▶ _Exercise objective_: Give back only the lines in the records below from the one with "--- a/src/appimagetool/appdirtool.go" to the one with "The only distro I've only", both inclusive, word for word.

Extracted data: Begin

PR #93, opened 2020-11-03
Add glib-networking module

jonaski:
The glib-networking module (libgiognutls) is required to stream HTTPS with gstreamer.
Setting GIO_EXTRA_MODULES makes GStreamer find it.
The search path here should probably not be fixed here though.

### DIFF
--- a/src/appimagetool/appdirtool.go
+++ b/src/appimagetool/appdirtool.go
@@ -94,7 +94,8 @@ if [ ! -z $(find "${HERE}" -name "libgstcoreelements.so" -type f) ] ; then
   export GST_PLUGIN_PATH=$(dirname $(readlink -f $(find "${HERE}" -name "libgstcoreelements.so" -type f | head -n 1)))
   export GST_PLUGIN_SCANNER=$(find "${HERE}" -name "gst-plugin-scanner" -type f | head -n 1)
   export GST_PLUGIN_SYSTEM_PATH=$GST_PLUGIN_PATH
-  env | grep GST
+  export GIO_EXTRA_MODULES=$(dirname $(readlink -f $(find "${HERE}" -name "libgiognutls.so" -type f | head -n 1)))
+  env | grep "GST_\|GIO_"
 fi
 
 ############################################################################################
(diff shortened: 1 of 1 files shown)


jonaski:
I can adapt the similar approach you use for gst-plugin-scanner, or we can search the entire /usr.

src/appimagetool/appdirtool.go
```diff
@@ -665,6 +666,7 @@ func handleGStreamer(appdir helpers.AppDir) {
 			} else {
 				log.Println("Bundling dependencies of GStreamer 1.0 directory...")
 				determineELFsInDirTree(appdir, locs[0])
+				determineELFsInDirTree(appdir, "/usr/lib64/gio/modules/libgiognutls.so")
```
probonopd, line 669: I fear that the `/usr/lib64/` is specific to your distribution. Fedora-type distributions tend to use `/usr/lib64/` whereas others tend to use `lib/x86_64-linux-gnu`...

probonopd (changes requested):
I fear that the `/usr/lib64/` is specific to your distribution. Is there a way to not hardcode it?

src/appimagetool/appdirtool.go
jonaski: I agree, like I already wrote I would like your input on how you want to do it. I'm not a Go programmer so I'm learning as I work on this.
The only distro I've only seen use /usr/lib/x86_64-linux-gnu is debian and derivatives of debian (which most are basically debian or ubuntu variants as most debian distros use the same packaging).
Everyone else use /usr/lib or /usr/lib64, this is common for Redhat/Fedora/Centos, SUSE/openSUSE, Mageia, Arch and most other I've seen.

probonopd: > The only distro I've seen use /usr/lib/x86_64-linux-gnu is debian and derivatives of debian

...which makes the vast majority in terms of market share of Linux distributions.

probonopd:
Hi @jonaski why did you close this PR?

jonaski:
I didn't think it was going anywhere, it turned into a Linux distro discussion.

probonopd:
Sure I would happily merge it if it could be written in a way that does not make assumptions about paths (hardcoded). I have avoided hardcoding paths in the rest of the code as you may have seen.

PR #94, opened 2020-11-13
Update README.md

mihaiav:
I think it should be AMD64 not ARM64. ARM64 is not x86_64


probonopd:
Great catch, thank you.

Extracted data: End

▶ _Task result_:
--- a/src/appimagetool/appdirtool.go
+++ b/src/appimagetool/appdirtool.go
@@ -94,7 +94,8 @@ if [ ! -z $(find "${HERE}" -name "libgstcoreelements.so" -type f) ] ; then
   export GST_PLUGIN_PATH=$(dirname $(readlink -f $(find "${HERE}" -name "libgstcoreelements.so" -type f | head -n 1)))
   export GST_PLUGIN_SCANNER=$(find "${HERE}" -name "gst-plugin-scanner" -type f | head -n 1)
   export GST_PLUGIN_SYSTEM_PATH=$GST_PLUGIN_PATH
-  env | grep GST
+  export GIO_EXTRA_MODULES=$(dirname $(readlink -f $(find "${HERE}" -name "libgiognutls.so" -type f | head -n 1)))
+  env | grep "GST_\|GIO_"
 fi
 
 ############################################################################################
(diff shortened: 1 of 1 files shown)


jonaski:
I can adapt the similar approach you use for gst-plugin-scanner, or we can search the entire /usr.

src/appimagetool/appdirtool.go
```diff
@@ -665,6 +666,7 @@ func handleGStreamer(appdir helpers.AppDir) {
 			} else {
 				log.Println("Bundling dependencies of GStreamer 1.0 directory...")
 				determineELFsInDirTree(appdir, locs[0])
+				determineELFsInDirTree(appdir, "/usr/lib64/gio/modules/libgiognutls.so")
```
probonopd, line 669: I fear that the `/usr/lib64/` is specific to your distribution. Fedora-type distributions tend to use `/usr/lib64/` whereas others tend to use `lib/x86_64-linux-gnu`...

probonopd (changes requested):
I fear that the `/usr/lib64/` is specific to your distribution. Is there a way to not hardcode it?

src/appimagetool/appdirtool.go
jonaski: I agree, like I already wrote I would like your input on how you want to do it. I'm not a Go programmer so I'm learning as I work on this.
The only distro I've only seen use /usr/lib/x86_64-linux-gnu is debian and derivatives of debian (which most are basically debian or ubuntu variants as most debian distros use the same packaging).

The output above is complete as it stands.